Airbus hat 15 Jahre Rückstand auf Boeing

Der kriselnde Luftfahrtkonzern und Airbus-Hersteller EADS soll mit zusätzlichem privatem, zur Not auch öffentlichem Kapital saniert werden. Probleme beim Jet A 380 sind „hausgemacht“, sagt Vorstand Enders. Hamburg sei zweitwichtigster Standort

VON HANNES KOCH

In der Krise des europäischen Luftfahrtkonzerns EADS plädiert Bundeswirtschaftsminister Michael Glos (CSU) für „eine unternehmerische Lösung“. Nicht vornehmlich der Staat oder die öffentliche Kreditanstalt für Wiederaufbau (KfW) sollten sich stärker an dem Konzern beteiligen, sondern private Unternehmen, sagte Glos. Ähnlich äußerte sich EADS-Vorstand Thomas Enders nach einem Krisengespräch gestern im Wirtschaftsministerium: „Die Privatwirtschaft muss das Sagen haben.“

Weil sich die Auslieferung der neuen Großraumflugzeuge vom Typ Airbus A 380 um zwei Jahre verzögert, ist der EADS-Konzern in massive Bedrängnis geraten. Die 168 bislang von Fluggesellschaften bestellten A 380 werden nicht rechtzeitig fertig. Deshalb gehen dem Unternehmen bis 2010 Einnahmen von 4,8 Milliarden Euro verloren. Weil EADS-Eigner DaimlerChrysler ohnehin Anteile verkaufen will, stellt sich nun die Frage nach einem stärkeren Engagement der öffentlichen Hand. An EADS sind unter anderem der französische und spanische Staat, der britische Konzern BAE und die russische Staatsbank beteiligt.

Im Bundesfinanzministerium und bei der SPD sieht man die Lage etwas anders. Staatssekretär Thomas Mirow, ehemals Hamburger Wirtschaftssenator, macht sich für eine Beteiligung der KfW stark. Als Kompromiss hat das Bundeskabinett vereinbart, zunächst nach einer privaten Lösung zu suchen. Wenn dies nicht funktioniert, will man auf die KfW zurückkommen.

EADS-Vorstand Enders räumte derweil ein, dass die Probleme im Unternehmen aus „hausgemachten Management-Fehlern“ resultierten. Die Verwaltungsstruktur ist kompliziert, die Produktion aufgeteilt auf mehrere Standorte, unter anderem Toulouse und Hamburg. Halbfertige Flugzeuge werden ständig in riesigen Transportmaschinen zwischen Frankreich und Deutschland hin- und hergeflogen.

Wenngleich EADS-Vorstand Enders sich gestern zum „Standort Hamburg bekannte“, wird mit der bisherigen Aufteilung der Produktion möglicherweise bald Schluss sein.
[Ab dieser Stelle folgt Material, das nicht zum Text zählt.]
PR #391, opened 2018-07-20
Make CatalogSource Namespace Required Field on Subscription

alecmerdler:
### Description

It was added to the Go types, but not the CRD manifest itself.

Addresses https://jira.coreos.com/browse/ALM-644

### DIFF
--- a/deploy/chart/templates/07-subscription.crd.yaml
+++ b/deploy/chart/templates/07-subscription.crd.yaml
@@ -29,10 +29,15 @@ spec:
           required:
           - source
           - name
+          - sourceNamespace
           properties:
             source:
               type: string
               description: Name of a CatalogSource that defines where and how to find the channel
+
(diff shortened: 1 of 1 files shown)


njhale:
LGTM

deploy/chart/templates/07-subscription.crd.yaml
```diff
@@ -29,11 +29,16 @@ spec:
           required:
           - source
           - name
+          - sourceNamespace
```
ecordell: This shouldn't be required, right?

This will cause existing Subscriptions to be invalid, and I think we can assume that the sourceNamespace is the catalogNamespace if not specified.

ecordell:
@alecmerdler we _do_ want the `sourceNamespace` field to exist in the validation block, it just shouldn't be required

PR #397, opened 2018-07-26
docs: add access control workflow

robszumski:
I keep fielding questions about how the access control works for admins and end users, so I figured a doc can answer these questions for all.


ecordell:
Thanks @robszumski, this is great!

Eine Variante: Der A 380 würde dann nur noch in Toulouse gefertigt, kleinere Flugzeuge kämen hingegen vermehrt aus Hamburg.
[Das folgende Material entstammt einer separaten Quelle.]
PR #402, opened 2018-07-31
[WIP] feat(resolver): add namespace and channel awareness

njhale:
### Description

Makes dependency resolution aware of default package channels and preexisting CSVs in an install plan's namespace.

Roughly addresses [ALM-641](https://jira.coreos.com/browse/ALM-641) and [ALM-469](https://jira.coreos.com/browse/ALM-469)

### DIFF
--- a/Gopkg.lock
+++ b/Gopkg.lock
@@ -253,12 +253,12 @@
   version = "v0.3.6"
 
 [[projects]]
-  digest = "1:0243cffa4a3410f161ee613dfdd903a636d07e838a42d341da95d81f42cd1d41"
+  digest = "1:8e36686e8b139f8fe240c1d5cf3a145bc675c22ff8e707857cdd3ae17b00d728"
   name = "github.com/json-iterator/go"
   packages = ["."]
   pruneopts = "NUT"
-  revision = "ab8a2e0c74be9d3be70b3184d9acc634935ded82"
-  version = "1.1.4"
+  revision = "1624edc4454b8682399def8740d46db5e4362ba4"
+  version = "1.1.5"
 
 [[projects]]
   branch = "master"
@@ -442,7 +442,7 @@
   name = "golang.org/x/crypto"
   packages = ["ssh/terminal"]
   pruneopts = "NUT"
-  revision = "c126467f60eb25f8f27e5a981f32a87e3965053f"
+  revision = "f027049dab0ad238e394a753dba2d14753473a04"
 
 [[projects]]
   branch = "master"
@@ -457,7 +457,7 @@
     "idna",
   ]
   pruneopts = "NUT"
-  revision = "f4c29de78a2a91c00474a2e689954305c350adf9"
+  revision = "f9ce57c11b242f0f1599cf25c89d8cb02c45295a"
 
 [[projects]]
   branch = "master"
@@ -472,14 +472,14 @@
 
 [[projects]]
   branch = "master"
-  digest = "1:0710435fba1b90375bbb61cf59572961c72167775854a2162e0859210a381d06"
+  digest = "1:50f05222003d4bacd6cee17200c7ecbd86415a1e745818abe2f06393d6345c63"
   name = "golang.org/x/sys"
   packages = [
     "unix",
     "windows",
   ]
   pruneopts = "NUT"
-  revision = "3dc4335d56c789b04b0ba99b7a37249d9b614314"
+  revision = "acbc56fc7007d2a01796d5bde54f39e3b3e95945"
 
 [[projects]]
   digest = "1:e33513a825fcd765e97b5de639a2f7547542d1a8245df0cef18e1fd390b778a9"
@@ -592,7 +592,7 @@
     "storage/v1beta1",
   ]
   pruneopts = "NUT"
-  revision = "2d6f90ab1293a1fb871cf149423ebb72aa7423aa"
+  revision = "61b11ee6533278ae17d77fd36825d0b47ec3a293"
 
 [[projects]]
   branch = "release-1.11"
@@ -611,7 +611,7 @@
     "pkg/features",
   ]
   pruneopts = "NUT"
-  revision = "bbc52469f98bf18f81d6010a32c3377726cbfd84"
+  revision = "aaea8ffc60577d42bca6f1ea93a10ec85ec4f54e"
 
 [[projects]]
   branch = "release-1.11"
@@ -665,7 +665,7 @@
     "third_party/forked/golang/reflect",
   ]
   pruneopts = "NT"
-  revision = "103fd098999dc9c0c88536f5c9ad2e5da39373ae"
+  revision = "1c9f4d20e8d7ca63f4ce98dc22110138cd6a365f"
 
 [[projects]]
   branch = "release-1.11"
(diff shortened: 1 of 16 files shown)


pkg/controller/operators/catalog/operator.go
```diff
@@ -41,10 +41,10 @@ type Operator struct {
 	*queueinformer.Operator
 	client             versioned.Interface
 	namespace          string
-	sources            map[registry.SourceKey]registry.Source
```
ecordell: This is a bigger wrench than I intended to throw when I started looking at this PR...

But it strikes me that this type of tracking (for both "sources" and "subscriptions") is exactly what the cache and indexers are supposed to do for you in client-go. 

We already have SharedIndexInformers for all of this available to the operator, so we can probably just use the index provided there.

Take a look at the cache tooling and see if you agree: https://github.com/kubernetes/client-go/tree/master/tools/cache

I would guess that it's as simple as keeping track of the indexInformers by namespace and then querying those.

njhale: I think this makes a lot of sense when dealing with subscriptions since we don't need to do any additional work to pull it from the indexer's cache/store. Sources however, need an InMem instance constructed from the catalog source object and its config map before they are useful.

ecordell: Good point!

A future optimization to consider would be to disallow "internal" catalogsources (replacing them with pods that expose an API over the network), which would let us do the same caching for sources and remove the need to parse and keep all the contents in memory.

njhale: Thanks!

Also, it's questionable at this point whether knowing about subscriptions at resolution time matters as much as knowing what's in the target namespace.

pkg/controller/operators/catalog/operator.go
```diff
@@ -499,3 +505,19 @@ func (o *Operator) getSourcesSnapshot(plan *v1alpha1.InstallPlan, includedNamesp
 
 	return sourcesSnapshot
 }
+
+// getExistingCSVNames returns a set of existing CSV names for the given namespace
+func (o *Operator) getExistingCSVNames(namespace string) (map[string]struct{}, error) {
+	// Get a list of CSV CRs in the namespace
+	csvList, err := o.client.OperatorsV1alpha1().ClusterServiceVersions(namespace).List(metav1.ListOptions{Watch: false})
```
ecordell: pretty sure `Watch` is default `false`

pkg/controller/operators/catalog/operator.go
```diff
@@ -499,3 +505,19 @@ func (o *Operator) getSourcesSnapshot(plan *v1alpha1.InstallPlan, includedNamesp
...
+	if err != nil {
+		return nil, err
+	}
+
+	// Create a set of CSV names from the list
+	existing := make(map[string]struct{})
```
ecordell: There's an edge case with this (and the consumer side in `resolveCRDDescription`).  There can be more than one CSV in a namespace that owns a CRD for a couple of reasons:

- Could be in the middle of upgrading
- Could have attempted to create one and failed (so status is failed but owner is still there)
- Anyone with `csv` `create` permission can write arbitrary owned CRDs (they won't be accepted, but they can write them).

The simplest way to fix this would be to just fail the installplan if we see two csvs that own the CRD already in the namespace (we can't tell which to resolve). Ideally we would just retry the resolution after a bit, and only mark the installplan as truly "Failed" if we've tried a few times and never got a single owner for a CRD (which indicates a bad namespace state - something on the CSV side got stuck).

We could try to detect the upgrading states of the CSVs and watch them directly, but I'd rather keep things more decoupled between catalog/olm.

Anyway this is return a list of existing CSVs in the namespace, but I think what you actually want is a map from a CRDName to the CSVName in the namespace that owns it (then you don't have to loop in `resolveCRDDescription`

pkg/controller/operators/catalog/operator.go
ecordell: Ignore this for this PR, this is something that we should do in general and is orthogonal to this change.

pkg/controller/registry/resolver/resolver_test.go
```diff
@@ -256,6 +262,139 @@ func multiSourceResolveInstallPlan(t *testing.T, resolver DependencyResolver) {
...
+			map[registry.ResourceKey]struct{}{
+				registry.ResourceKey{Name: "macaroni-stable", Kind: csvKind}: struct{}{},
+				registry.ResourceKey{Name: "macaroni", Kind: crdKind}:        struct{}{},
+				registry.ResourceKey{Name: "cheese-alpha", Kind: csvKind}:    struct{}{},
+				registry.ResourceKey{Name: "cheese", Kind: crdKind}:          struct{}{},
+			},
+		},
+	}
+
+	for _, tt := range table {
```
ecordell: want some test cases for when there are multiple CSVs that own the CRD in the namespace

pkg/controller/operators/catalog/operator.go
ecordell: Tracked in ALM-679, ignore this for this PR

Gopkg.lock
```diff
@@ -2,380 +2,487 @@
 
 
 [[projects]]
+  digest = "1:d8ebbd207f3d3266d4423ce4860c9f3794956306ded6c7ba312ecc69cdfbf04c"
```
ecordell: can you re-vendor with `dep` stable?

pkg/controller/registry/resolver/resolver.go
```diff
@@ -126,15 +126,16 @@ func (resolver *MultiSourceResolver) resolveCSV(sourceRefs []registry.SourceRef,
...
-	logger := log.WithFields(log.Fields{"kind": crdDesc.Kind, "name": crdDesc.Name, "version": crdDesc.Version})
+func (resolver *MultiSourceResolver) resolveCRDDescription(sourceRefs []registry.SourceRef, existingCRDOwners map[string][]string, catalogLabelKey, planNamespace string, crdDesc v1alpha1.CRDDescription, owned bool) (v1alpha1.StepResource, string, error) {
+	log.Debugf("resolving %#v", crdDesc)
+
 	crdKey := registry.CRDKey{
 		Kind:    crdDesc.Kind,
 		Name:    crdDesc.Name,
 		Version: crdDesc.Version,
 	}
-	logger.Debug("resolving")
```
ecordell: thanks for cleaning up logs!

pkg/controller/registry/resolver/resolver.go
```diff
@@ -184,9 +183,32 @@ func (resolver *MultiSourceResolver) resolveCRDDescription(sourceRefs []registry
 		return v1alpha1.StepResource{}, "", fmt.Errorf("Unknown CRD %s", crdKey)
 	}
 
-	// TODO: Change to lookup the CSV from the preferred or default channel.
-	logger.WithField("owner", csvs[0].CSV.Name).Info("found owner")
-	return v1alpha1.StepResource{}, csvs[0].CSV.Name, nil
+	var ownerName string
+	if owners, ok := existingCRDOwners[crdKey.Name]; ok && len(owners) > 0 {
```
ecordell: could we make this control flow clearer?

doesn't have to be this, but something that removes the nesting:
```go
owners, ok := existingCRDOwners[crdKey.Name]
if !ok {
  ownerCount = 0 
} else {
  ownerCount = len(owners)
}
switch len(owners):
  case 0:
  // get default channel
  case 1:
  // found an owner
  case >1:
  // error
}
```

Um den A 380 in Hamburg zu halten, hatte die Landesregierung ein Naturschutzgebiet an der Elbe zuschütten lassen. In der Hansestadt arbeiten 11.400 Leute bei EADS. Was die Umstrukturierungen und Kostensenkungen für diese Arbeitsplätze bedeuten, war aus den Verantwortlichen gestern nicht herauszubekommen. Entscheidungen sollen offiziell erst 2007 getroffen werden.

Airbus wurde 1970 von den Unternehmen MBB (Deutschland) und Aerospatiale (Frankreich) gegründet, um Boeing Konkurrenz zu machen. Der bayerische Ministerpräsident Franz Josef Strauß (CSU) trieb das Vorhaben voran. Der lange Vorlauf hat offenbar nicht gereicht. Airbus habe einen technologischen Rückstand von 15 Jahren auf Boeing, sagte Airbus-Chef Christian Streiff gestern.